The optical fibre 4 has a proximal end, not illustrated here, which is intended to be connected in a known manner to a light source, and a distal opposite end, forming the exploration end of the optical fibre 4 from which the light required to illuminate the fluorescent probe will be emitted. The same optical fibre is also used for collecting the light response of the probe and leads the return light beam to a box at the proximal end of the fibre.

The exploration end of the optical fibre 4 is provided in a known manner with a ferrule 44 forming a rigid endpiece perforated at the centre thereof and wherein the cladding 46 of the optical fibre 4 is attached.

The port 41 on the outer face 42 of the exploration head is functionalised by the fluorescent probe 1 via a grafting molecule 3. The fluorescent probe 1 can thus recognise a target molecule present in the cavity explored by the optical fibre 4, particularly a target molecule encountered by the exploration head during the use thereof, as housed in a cavity of the human body, i.e., on a human tissue, for detecting cancer cells by observing and/or measuring variations in the emission spectra of fluorochromes F_a and F_b.

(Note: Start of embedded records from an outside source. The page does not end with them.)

PR #1238, opened 2024-05-16
Integrate Perfetto as backend for ScopedProfiling

### LINKED ISSUE #1224: Integrate Perfetto for optional CPU profiling
It looks like [Perfetto](https://github.com/google/perfetto), the Google performance/tracing tool, could be useful to integrate into Celeritas to measure performance. It might be straightforward to wrap their [tracing SDK](https://perfetto.dev/docs/instrumentation/tracing-sdk) underneath `ScopedProfiling`.

esseivaju:
Add Perfetto as an external dependency. It can be used as a backend for the existing `ScopedProfiling` when CUDA and HIP are disabled. The two main additions are:
*  ```celeritas::trace_counter``` to record the evolution of numeric values over time
* ```TracingSession``` as a wrapper around a perfetto session so that only corecel has to depend on Perfetto. A ```TracingSession``` needs to be created to record data when using Perfetto.

Since Perfetto system-level tracing requires Linux and root privileges, it can't be used on most clusters, so this also provides a Dockerfile for a development container that can be used on non-Linux hosts.


cmake/FindPerfetto.cmake
```diff
@@ -0,0 +1,13 @@
...
+    set(Perfetto_ROOT ${PERFETTO_ROOT} CACHE PATH "Perfetto.[cc|hh] directory")
+endif()
+
+find_path(Perfetto_INCLUDE_DIR perfetto.h
+            HINTS "${Perfetto_ROOT}")
+
+if(Perfetto_INCLUDE_DIR)
+    add_library(celeritas_perfetto STATIC ${Perfetto_INCLUDE_DIR}/perfetto.cc)
+    add_library(Celeritas::Perfetto ALIAS celeritas_perfetto)
+    target_include_directories(celeritas_perfetto INTERFACE ${Perfetto_INCLUDE_DIR})
```
sethrj: I think if we're going to add a library in our own namespace it shouldn't be in "find package"... maybe we should make an externals for like with g4vg: https://github.com/celeritas-project/g4vg/blob/main/external/CMakeLists.txt

src/corecel/CMakeLists.txt
```diff
@@ -123,6 +128,7 @@ celeritas_target_include_directories(corecel
   PUBLIC
     "$<BUILD_INTERFACE:${PROJECT_SOURCE_DIR}/src>"
     "$<BUILD_INTERFACE:${CELERITAS_HEADER_CONFIG_DIRECTORY}>"
+    "$<$<BOOL:${Perfetto_INCLUDE_DIR}>:${Perfetto_INCLUDE_DIR}>"
```
sethrj: Ideally the includes would be part of the `perfetto` target and would also be `PRIVATE`...

app/celer-sim/celer-sim.cc
```diff
@@ -76,7 +81,28 @@ int get_openmp_thread()
...
+        perfetto::TraceConfig cfg;
+        cfg.add_buffers()->set_size_kb(1024 * 512);
+        auto* ds_cfg = cfg.add_data_sources()->mutable_config();
+        ds_cfg->set_name("track_event");
+        ds_cfg->set_track_event_config_raw(track_event_cfg.SerializeAsString());
+        fd = open("celer-sim.perfetto-trace", O_RDWR | O_CREAT | O_TRUNC, 0660);
+        tracing_session->Setup(cfg, fd);
+        tracing_session->Start();
+    }
+#endif
```
sethrj: I assume this is more or less debugging/playing around for now? I think it would be sensible for all this code to go in ScopedProfiling... and perhaps even the initialization could go inside the `ScopedProfiling::use_profiling` IIFE ?

sethrj (commented):
Don't worry about comments until you have a sense that Perfetto could actually be useful and interesting for c++ development/profiling.

src/corecel/CMakeLists.txt
esseivaju: This should be fixed now

esseivaju:
I'm not sure why doxygen isn't happy with the documentation

src/corecel/sys/Counter.hh
```diff
@@ -8,27 +8,34 @@
...
-#include <string_view>
 #include <type_traits>
 
 #include "celeritas_config.h"
+#include "corecel/Macros.hh"
 
 namespace celeritas
 {
+/*!
+ * Simple tracing counter. Records a named value at the current timestamp which
```
sethrj:
```suggestion
//---------------------------------------------------------------------------//
/*!
 * Simple tracing counter.
 * Records a named value at the current timestamp which
```

src/corecel/sys/Counter.hh
```diff
@@ -8,27 +8,34 @@
...
+ * can then be displayed on a timeline. Only supported on host, this compiles
+ * but is a noop on device.
+ * See https://perfetto.dev/docs/instrumentation/track-events#counters
+ * @tparam T Arithmetic counter type
```
sethrj:
```suggestion
 * \tparam T Arithmetic counter type
```

cmake/FindPerfetto.cmake
sethrj: This is still true. Also if we're making a `STATIC` library doesn't it have to be after our global "everything is relocatable" setup?

scripts/docker/interactive/build.sh
```diff
@@ -0,0 +1,39 @@
+#!/bin/bash
+
+
+# shellcheck disable=SC2048
```
sethrj: I'm not familiar with `shellcheck`, is that something we should put in our CI? Also should we `set -e` and use `sh` instead of forcing `bash`?

scripts/docker/interactive/run-perfetto.sh
```diff
@@ -0,0 +1,5 @@
+#!/bin/bash
+
+cd "${PERFETTO_ROOT}" || exit
+
+tools/tmux -c celer.cfg -C out/linux -n
```
sethrj: Probably better to exec?
```suggestion
exec tools/tmux -c celer.cfg -C out/linux -n
```
Same comment about bash above.

scripts/docker/interactive/run.sh
```diff
@@ -0,0 +1,37 @@
...
+      ;;
+    esac
+done
+
+CELER_DIR=$(readlink -f "$(dirname "${BASH_SOURCE[0]}")"/../../..)
+
+: "${TAG_NAME:=develop}"
+: "${HOST_MOUNT:=$CELER_DIR}"
+
+docker run --rm -it --mount source=celeritas_storage,target=/data \
```
sethrj: Same exec comment

scripts/docker/interactive/run.sh
```diff
@@ -0,0 +1,37 @@
...
+if ! args=$(getopt t:m: $*); then
+    echo "Usage: $0 [-t tag_name] [-m bind_mount]"
+    exit
+fi
+
+# shellcheck disable=SC2086
+set -- $args
+
+while :; do
+    case "$1" in
```
sethrj: Can't you use `while getopts`?

E.g.
```sh
OPTIND=1
while getopts "fb:p:G:" opt; do
  case "${opt}" in
    t) TAG_NAME =${OPTARG} ;;
    m) HOST_MOUNT ="${OPTARG}" ;;
    \?) echo "Invalid option: -$OPTARG" >&2; exit 1 ;;
    *) usage; exit 2; ;;
  esac
done
shift $((OPTIND-1))
```

src/corecel/CMakeLists.txt
```diff
@@ -92,6 +92,15 @@ if(CELERITAS_USE_OpenMP)
   list(APPEND PRIVATE_DEPS OpenMP::OpenMP_CXX)
 endif()
 
+if(CELERITAS_USE_Perfetto)
+  list(APPEND PRIVATE_DEPS Celeritas::Perfetto)
+  list(APPEND SOURCES
+          sys/Counter.perfetto.cc
+          sys/TracingSession.perfetto.cc
+          sys/ScopedProfiling.perfetto.cc
```
sethrj: indentation

src/corecel/sys/Counter.hh
```diff
@@ -0,0 +1,36 @@
...
+#if CELERITAS_USE_PERFETTO
+/*!
+ * Simple tracing counter. Records a named value at the current timestamp which
+ * can then be displayed on a timeline. Only supported on host, this compiles
+ * but is a noop on device.
+ * See https://perfetto.dev/docs/instrumentation/track-events#counters
+ * @tparam T Arithmetic counter type
+ */
+template<class T>
+CELER_FUNCTION void trace_counter(char const* name, T value);
```
sethrj, line 20: Should there be `extern template` declarations as well?

src/corecel/sys/ScopedProfiling.hh
```diff
@@ -12,10 +12,36 @@
...
 #include "corecel/Macros.hh"
+#include "corecel/io/Logger.hh"
+
+#include "Environment.hh"
 
 namespace celeritas
 {
 //---------------------------------------------------------------------------//
+#if CELER_USE_DEVICE || CELERITAS_USE_PERFETTO
+// Whether profiling is enabled
```
sethrj, line 22: Add doxygen and note the env variable name

src/corecel/sys/ScopedProfiling.hh
```diff
@@ -12,10 +12,36 @@
...
+    static bool const result = [] {
+        if (!celeritas::getenv("CELER_ENABLE_PROFILING").empty())
+        {
+            CELER_LOG(info) << "Enabling profiling support since the "
+                               "'CELER_ENABLE_PROFILING' "
+                               "environment variable is present and non-empty";
+            return true;
+        }
+        return false;
+    }();
```
sethrj: I really would rather have the static data and getenv/logger calls in a .cc file. Maybe change `.perfetto.cc` to `.cc` and `#if` the perfetto parts?

src/corecel/sys/ScopedProfiling.hh
```diff
@@ -12,10 +12,36 @@
...
+    return result;
+}
+#else
+// Profiling is never enabled if CUDA/HIP/Perfetto isn't available
+constexpr inline bool use_profiling()
+{
+    return false;
+}
```
sethrj: I wonder if we should also check for the existence of the environment variable to warn users?

src/corecel/sys/ScopedProfiling.hip.cc
```diff
@@ -22,34 +22,6 @@
...
-{
-    static bool const result = [] {
-        if (!celeritas::getenv("CELER_ENABLE_PROFILING").empty())
-        {
-            if (!CELERITAS_HAVE_ROCTX)
-            {
-                CELER_LOG(warning) << "Disabling profiling support "
-                                      "since ROC-TX is unavailable";
-                return false;
-            }
```
sethrj, line 42: This warning code should go back in there for the device case

src/corecel/sys/ScopedProfiling.perfetto.cc
```diff
@@ -0,0 +1,40 @@
...
+#include "corecel/io/Logger.hh"
+
+#include "Environment.hh"
+
+#include "detail/TrackEvent.perfetto.hh"
+
+namespace celeritas
+{
+
+/*!
```
sethrj:
```suggestion
{
//---------------------------------------------------------------------------//
/*!
```
and below

src/corecel/sys/TracingSession.hh
```diff
@@ -0,0 +1,95 @@
...
+    InProcess,  //!< Record in-process, writting to a file
+    System  //!< Record in a system daemon
+};
+
+#if CELERITAS_USE_PERFETTO
+/*!
+ * RAII wrapper for a tracing session.
+ *
+ * Constructors will only configure an initialize the session. It needs to
+ * be started explicitely by calling \c TracingSession::start
```
sethrj:
```suggestion
 * Constructors will only configure and initialize the session. It needs to
 * be started explicitly by calling \c TracingSession::start
```

src/corecel/sys/TracingSession.hh
```diff
@@ -0,0 +1,95 @@
...
+ * TODO: Support multiple tracing mode.
+ */
+class TracingSession
+{
+  public:
+    // Configure a system session recording to a daemon
+    TracingSession();
+    // Configure an in-process session recording to filename
+    explicit TracingSession(std::string_view filename);
+    // Terminate thte session and close open files
```
sethrj:
```suggestion
    // Terminate the session and close open files
```

src/corecel/sys/TracingSession.hh
```diff
@@ -0,0 +1,95 @@
...
+  public:
+    // noop
+    TracingSession() = default;
+    // noop
+    explicit TracingSession(std::string_view) {}
+
+    // noop
+    void start() {};
+};
+#endif
```
sethrj: Instead of declaring a second class, could you take the normal approach of providing `inline` `CELER_NOT_CONFIGURED (or null-op I guess?)` definitions?

src/corecel/sys/TracingSession.perfetto.cc
```diff
@@ -0,0 +1,136 @@
...
+    ds_cfg->set_track_event_config_raw(track_event_cfg.SerializeAsString());
+    return cfg;
+}
+//---------------------------------------------------------------------------//
+}  // namespace
+
+namespace celeritas
+{
+
+/*!
```
sethrj: Could you please recheck the merge request for formatting and proper doxygen markup? There are a lot of inconsistencies with the rest of the codebase.

src/corecel/sys/TracingSession.perfetto.cc
```diff
@@ -0,0 +1,136 @@
...
+TracingSession::TracingSession(std::string_view filename)
+    : session_{initialize_session(TracingMode::InProcess)}, fd_{[&] {
+        return session_
+                   ? open(filename.data(), O_RDWR | O_CREAT | O_TRUNC, 0660)
+                   : -1;
+    }()}
+{
+    if (session_)
+    {
+        session_->Setup(configure_session(), fd_);
```
sethrj: Since the fd already has a default initializer to -1, I think this is far more readable:
```suggestion
    : session_{initialize_session(TracingMode::InProcess)}
{
    if (session_)
    {
        fd_ = open(filename.data(), O_RDWR | O_CREAT | O_TRUNC, 0660);
        session_->Setup(configure_session(), fd_);
```

src/corecel/sys/detail/TrackEvent.perfetto.hh
```diff
@@ -0,0 +1,32 @@
...
+#pragma once
+
+#include <perfetto.h>
+namespace celeritas
+{
+namespace detail
+{
+// Global category name for celeritas
+// TODO: add more categories for fine-grained control of events to record
+constexpr auto* perfetto_track_event_category{"Celeritas"};
```
sethrj: Doesn't this need a static, inline, or a `.cc` file?

sethrj (changes requested):

src/corecel/sys/detail/TrackEvent.perfetto.hh
esseivaju: Right, I forgot inline. I don't think static is needed though.

src/corecel/sys/ScopedProfiling.hh
esseivaju: We can't make that function constexpr if we want to do this here.

I updated it but now the compiler can't tell that constructing a ScopedProfiling without CUDA/HIP/Perfetto is a no-op.

src/corecel/sys/TracingSession.hh
esseivaju: I think in that case, null-op is fine, maybe add a warning here is the environment variable is set.

src/corecel/sys/Counter.hh
esseivaju: I'm not sure it's needed: the definition is not accessible from the header so we have to rely on explicit instantiation anyway or we get a linker error

scripts/docker/interactive/build.sh
esseivaju: I forced bash instead of sh because I'm using `BASH_SOURCE` to find the script directory but we can change it to `dirname $0` it will work in most cases. 

I like to use `shellcheck` since bash has many pitfalls 😅 I suppose it wouldn't hurt to have it in the CI.

cmake/FindPerfetto.cmake
esseivaju: I introduced it in our namespace because it gets compiled with Celeritas but I'm not sure that's the best option. We're handling all our dependencies using find_package, so I also went with that.

This is after the relocatable setup no? Perfetto.cc gets compiler with `-fPIC`

src/corecel/sys/ScopedProfiling.hh
esseivaju: Ok, done. However, I like the inline static more than the conditional compilation. What's the reason for preferring logger calls in cc? compile time?

esseivaju:
Here's an example of application and system traces: [traces.tar.gz](https://github.com/celeritas-project/celeritas/files/15441356/traces.tar.gz)

I've noticed that on my laptop (16 cores) if I use the in-process mode and max out the CPU with 16 OpenMP threads, some data is lost. It doesn't happen when using the system mode.

CMakeLists.txt
```diff
@@ -331,15 +334,42 @@ if(CELERITAS_USE_OpenMP)
...
+              "Make sure that you downloaded an amalgamated release")
+    endif()
+  elseif(CELERITAS_PERFETTO_DOWNLOAD)
+    include(FetchContent)
+    FetchContent_Declare(
+            perfetto
+            GIT_REPOSITORY https://android.googlesource.com/platform/external/perfetto
+            GIT_TAG 7add4fded398ef47414a556b7b81d212a4482a66 # v45.0
+    )
+    FetchContent_MakeAvailable(perfetto)
```
esseivaju: can we require a newer CMake version (3.14) or is 3.12 still important to support?

esseivaju:
@sethrj I'll update the CMake integration once #1253 is merged. Other than that it should be ready for a second look.

CMakeLists.txt
```diff
@@ -48,6 +48,7 @@ celeritas_optional_package(OpenMP "Enable CPU shared-memory parallelism")
 celeritas_optional_package(Python "Use Python to generate and preprocess")
 celeritas_optional_package(ROOT "Enable ROOT I/O")
 celeritas_optional_package(VecGeom "Use VecGeom geometry")
+celeritas_optional_package(Perfetto "Perfetto tracing library")
```
sethrj: Since it sounds like perfetto isn't ever externally installable, I think this should just be an `option(CELERIITAS_USE_Perfetto` like we (will) have for JSON.

CMakeLists.txt
```diff
@@ -329,6 +330,38 @@ if(CELERITAS_USE_OpenMP)
...
+  FetchContent_Declare(
+    perfetto
+    # v45 .0
+    URL https://android.googlesource.com/platform/external/perfetto/+archive/7add4fded398ef47414a556b7b81d212a4482a66.tar.gz
+    DOWNLOAD_EXTRACT_TIMESTAMP TRUE
+  )
+
+  if (NOT FETCHCONTENT_SOURCE_DIR_PERFETTO)
+    message(STATUS "Fetching perfetto")
+  endif()
```
sethrj: Does this show up only on the first configure or on every configure? (Also for cmake use `if(` instead of `if (` since it's a function 🙄 )

app/celer-sim/RunnerInputIO.json.cc
```diff
@@ -161,6 +162,7 @@ void to_json(nlohmann::json& j, RunnerInput const& v)
     LDIO_SAVE_WHEN(primary_options, v.event_file.empty());
 
     LDIO_SAVE_OPTION(mctruth_file);
+    LDIO_SAVE_OPTION(tracing_file);
```
sethrj: Probably `LDIO_SAVE_WHEN(tracing_file, CELERITAS_USE_PERFETTO)`?

app/celer-sim/celer-sim.cc
```diff
@@ -87,6 +87,12 @@ void run(std::istream* is, std::shared_ptr<OutputRegistry> output)
 #else
     CELER_ASSERT_UNREACHABLE();
 #endif
+    TracingSession tracing_session{
+        run_input->tracing_file.empty()
+            ? TracingSession{}
+            : TracingSession{run_input->tracing_file}};
```
sethrj: Maybe the `tracing_file` run input should have the default parameter (if perfetto is active) or the constructor could be simplified?

src/corecel/sys/ScopedProfiling.cc
```diff
@@ -0,0 +1,78 @@
...
+
+#if CELERITAS_USE_PERFETTO
+#    include <perfetto.h>
+
+#    include "detail/TrackEvent.perfetto.hh"
+#endif
+
+namespace celeritas
+{
+#if !CELER_USE_DEVICE
```
sethrj: The `use_profiling` could probably be combined with the `.cuda.cc` version: we're just using a different profiler. Or maybe at this point we should just merge everything into a single file... thoughts?

src/corecel/sys/ScopedProfiling.hh
```diff
@@ -47,6 +54,9 @@ struct ScopedProfilingInput
  *
  * \note The AMD roctx implementation requires the roctx library, which may not
  * be available on all systems.
+ *
+ * \note The CPU implementation requires Perfetto. It is not supported when
+ * Celeritas is build with device support (CUDA/HIP)
```
sethrj:
```suggestion
 * Celeritas is built with device support (CUDA/HIP)
```

src/corecel/sys/ScopedProfiling.hip.cc
```diff
@@ -21,20 +21,19 @@
...
-
 //---------------------------------------------------------------------------//
 /*!
  * Whether profiling is enabled.
  *
  * This is true only if the \c CELER_ENABLE_PROFILING environment variable is
  * set to a non-empty value.
  */
-bool ScopedProfiling::use_profiling()
+bool use_profiling()
```
sethrj: Possibly could also be combined into the `.cc` file

src/corecel/sys/TracingSession.cc
```diff
@@ -0,0 +1,154 @@
...
+#include "ScopedProfiling.hh"
+
+#include "detail/TrackEvent.perfetto.hh"
+
+PERFETTO_TRACK_EVENT_STATIC_STORAGE();
+
+namespace
+{
+//---------------------------------------------------------------------------//
+using celeritas::TracingMode;
```
sethrj, line 26: Is there a reason not to just put this anonymous namespace inside the celeritas one like we usually do?

sethrj (commented):
This is really cool, I think this would be worth at least a poster session at CHEP or the like!

CMakeLists.txt
sethrj: I'm comfortable with requiring up to 3.20 (3 year support window).

CMakeLists.txt
esseivaju: it shows every time, I removed it

app/celer-sim/celer-sim.cc
esseivaju: I moved that check inside the constructor, a bit more ergonomic to use that way

src/corecel/sys/ScopedProfiling.cc
esseivaju: we can definitely combine `use_profiling`. I think I still like having separate files for the other functions, it makes it easier to find the implementation you're looking for, if anything I'd like to split `use_profiling` in a separate file and remove the `#if CELERITAS_USE_PERFETTO` in the `.cc`

sethrj (approved):
Looks good to me! We can wait till #1253 is merged and then move the external fetching into `external/`.

CMakeLists.txt
```diff
@@ -321,31 +321,15 @@ if(CELERITAS_USE_OpenMP)
...
 if(CELERITAS_USE_Perfetto)
-  include(FetchContent)
   if(CELERITAS_USE_CUDA OR CELERITAS_USE_HIP)
     celeritas_error_incompatible_option(
       "Perfetto is not supported with CUDA/HIP build"
       CELERITAS_USE_Perfetto
       OFF
     )
+  else()
+    celeritas_find_or_external_package(Perfetto)
```
esseivaju, line 331: Should we provide a FindPerfetto module here? Otherwise, find_package will never succeed since Perfetto doesn't support CMake.

sethrj: I guess we could, is it something users even have installed externally? I'm fine with `find_package` never succeeding....

sethrj (approved):

CMakeLists.txt
esseivaju: No, it shouldn't be externally installed.  Having ```FETCHCONTENT_SOURCE_DIR_PERFETTO``` use a local checkout instead of fetching it is fine. I should have added QUIET to the find_or_external call as we get a warning for not having a module and config file.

In a preferential manner illustrated in FIG. 2, the exploration head comprises a hollow cylindrical body 43 of the same longitudinal medial axis XX′ in the assembled position of the head on the body of the optical fibre 4, and an outer distal end face 42 which is transversal to the axis of the cylindrical body and from which light from the core 45 of the optical fibre 4 is intended to be emitted.

This embodiment is particularly advantageous as it enables a rapid detection of the target molecule in a cavity of the human body (for example by endoscopy or during surgery) while avoiding the degradation of the fluorescent probe 1 on the recognition of the target molecule. This particularly avoids leaving portions of said fluorescent probe 1 in the cavity to be explored, which would cause a contamination in the explored human body.

EXAMPLES

The present invention will be understood more clearly on reading the following examples which illustrate the invention non-restrictively.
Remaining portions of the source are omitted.